PR #3362, opened 2015-12-06
Per-recipe adjustments to version parsing

dunn:
This adds a new optional `:version-regexp` key to recipes; it's a regular expression where the capture group is the string you want sent to `version-to-list`.  I added one to the Erlang recipe as an example.

### DIFF
--- a/README.md
+++ b/README.md
@@ -1,4 +1,4 @@
-# MELPA 
+# MELPA
 
 [![Build Status](https://travis-ci.org/milkypostman/melpa.png?branch=master)](https://travis-ci.org/milkypostman/melpa)
 
@@ -183,6 +183,7 @@ the following form (`[...]` denotes optional or conditional values),
  :fetcher [git|github|gitlab|bitbucket|bzr|hg|darcs|fossil|svn|cvs|wiki]
  [:url "<repo url>"]
  [:repo "github-gitlab-or-bitbucket-user/repo-name"]
+ [:version-regexp "<regexp>"]
  [:module "cvs-module"]
  [:files ("<file1>" ...)])
 ```
@@ -230,13 +231,19 @@ the `git`-based fetchers.
 specifies the branch of the git repo to use. This is like `:commit`, but
 it adds the "origin/" prefix automatically.
 
+- `:version-regexp` is a regular expression for extracting a
+  version-string from the repository tags.  Version-strings must be
+  parseable by Emacs' `version-to-list` , so for an unusual tag like
+  "OTP-18.1.5", we add `:version "[^0-9]*\\(.*\\)"` to strip the
+  "OTP-" prefix.
+
 - `:module`
 specifies the module of a CVS repository to check out.  Defaults to to
 `package-name`.  Only used with `:fetcher cvs`, and otherwise ignored.
 
 - `:files` optional property specifying the elisp and info files used to build the
 package. Automatically populated by matching all `.el`, `.info` and `dir` files in the
-root of the repository and the `doc` directory. Excludes all files in the root directory 
+root of the repository and the `doc` directory. Excludes all files in the root directory
 ending in `test.el` or `tests.el`. See the default value below,
 
         ("*.el" "*.el.in" "dir"
@@ -504,7 +511,7 @@ in your `package-archives` list.
              '("melpa-stable" . "https://stable.melpa.org/packages/"))
 ```
 
-An online list of available packages can be found at 
+An online list of available packages can be found at
 [https://stable.melpa.org](https://stable.melpa.org).
 
 ### Stable Version Generation
@@ -526,8 +533,3 @@ package.
   them. Any packages you already have installed from MELPA will never
   get "updated" to the stable version because of the way version
   numbering is handled.
-
-
-
-  
-
--- a/package-build.el
+++ b/package-build.el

━━━━━━━━━━━━━━━━━━━━

→ Your instructions: Show every line of the listing in which the string "gitlab" can be found.

→ Answer to the exercise:
  :fetcher [git|github|gitlab|bitbucket|bzr|hg|darcs|fossil|svn|cvs|wiki]
  [:repo "github-gitlab-or-bitbucket-user/repo-name"]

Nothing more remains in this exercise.